The task => The job is to find each line in the entries holding the string "longcw" and copy that line.

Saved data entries
:::

PR #4931, opened 2026-02-24
support openai responses websocket mode

tinalenguyen:
enabled by default, can be configured via the `websocket_mode` param

also supports previous response id chaining, where only newly added items will be sent rather than the entire chat context (unless it has been modified)

### DIFF
--- a/livekit-plugins/livekit-plugins-openai/livekit/plugins/openai/responses/llm.py
+++ b/livekit-plugins/livekit-plugins-openai/livekit/plugins/openai/responses/llm.py
@@ -279,15 +279,16 @@ class LLM(llm.LLM):
             await self._client.close()
 
     async def _ensure_ws(self) -> _ResponsesWebsocket:
+        if self._ws is None:
+            raise RuntimeError("_ensure_ws called but self._ws is None")
         async with self._ws_lock:
-            if self._ws is not None:
-                dead = self._ws._run_task is not None and self._ws._run_task.done()
-                if self._ws._ws_conn is None or dead:
-                    if dead and self._ws._ws_conn is not None:
-                        await self._ws._ws_conn.close()
-                        self._ws._ws_conn = None
-                    await self._ws.connect()
-        return self._ws  # type: ignore
+            dead = self._ws._run_task is not None and self._ws._run_task.done()
+            if self._ws._ws_conn is None or dead:
+                if dead and self._ws._ws_conn is not None:
+                    await self._ws._ws_conn.close()
+                    self._ws._ws_conn = None
+                await self._ws.connect()
+        return self._ws
 
     @property
     def model(self) -> str:


livekit-plugins/livekit-plugins-openai/livekit/plugins/openai/responses/llm.py
```diff
@@ -89,29 +223,63 @@ def __init__(
...
+        self._prev_chat_ctx: ChatContext | None = None
+
+        if not is_given(websocket_mode) or websocket_mode:
+            resolved_api_key = api_key if is_given(api_key) else os.environ.get("OPENAI_API_KEY")
+            if not resolved_api_key:
+                raise ValueError(
+                    "OpenAI API key is required, either as argument or set"
+                    " OPENAI_API_KEY environment variable"
+                )
+            self._ws = _ResponsesWebsocket(
```
longcw, line 251: `base_url` is ignored in websocket mode, should we use that if it's provided?

livekit-plugins/livekit-plugins-openai/livekit/plugins/openai/responses/llm.py
```diff
@@ -34,8 +41,133 @@
...
+                    msg = await self._input_ch.recv()
+                except utils.aio.channel.ChanClosed:
+                    await ws_conn.close()
+                    return
+                try:
+                    await ws_conn.send_str(
+                        json.dumps(
+                            msg,
+                            default=lambda o: (
+                                o.model_dump() if isinstance(o, openai.BaseModel) else None
```
longcw: log a warning or raise when msg is not `openai.BaseModel`?

livekit-plugins/livekit-plugins-openai/livekit/plugins/openai/responses/llm.py
```diff
@@ -57,6 +190,7 @@ def __init__(
         api_key: NotGivenOr[str] = NOT_GIVEN,
         base_url: NotGivenOr[str] = NOT_GIVEN,
         client: openai.AsyncClient | None = None,
+        websocket_mode: NotGivenOr[bool] = NOT_GIVEN,
```
longcw: maybe `use_websocket: bool` and default is `True`?

livekit-plugins/livekit-plugins-openai/livekit/plugins/openai/responses/llm.py
```diff
@@ -89,29 +231,64 @@ def __init__(
...
     async def aclose(self) -> None:
-        if self._owns_client:
+        if self._ws:
+            await self._ws.aclose()
+        if self._owns_client and self._client:
             await self._client.close()
 
+    async def _ensure_ws(self) -> _ResponsesWebsocket:
+        async with self._ws_lock:
+            if self._ws is not None:
```
longcw: `self._ws` is not None if it's using websocket and this method is only called in websocket mode, maybe raise an error when `self._ws` is None and remove the type ignore.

:::

Result of this task =>
longcw, line 251: `base_url` is ignored in websocket mode, should we use that if it's provided?
longcw: log a warning or raise when msg is not `openai.BaseModel`?
longcw: maybe `use_websocket: bool` and default is `True`?
longcw: `self._ws` is not None if it's using websocket and this method is only called in websocket mode, maybe raise an error when `self._ws` is None and remove the type ignore.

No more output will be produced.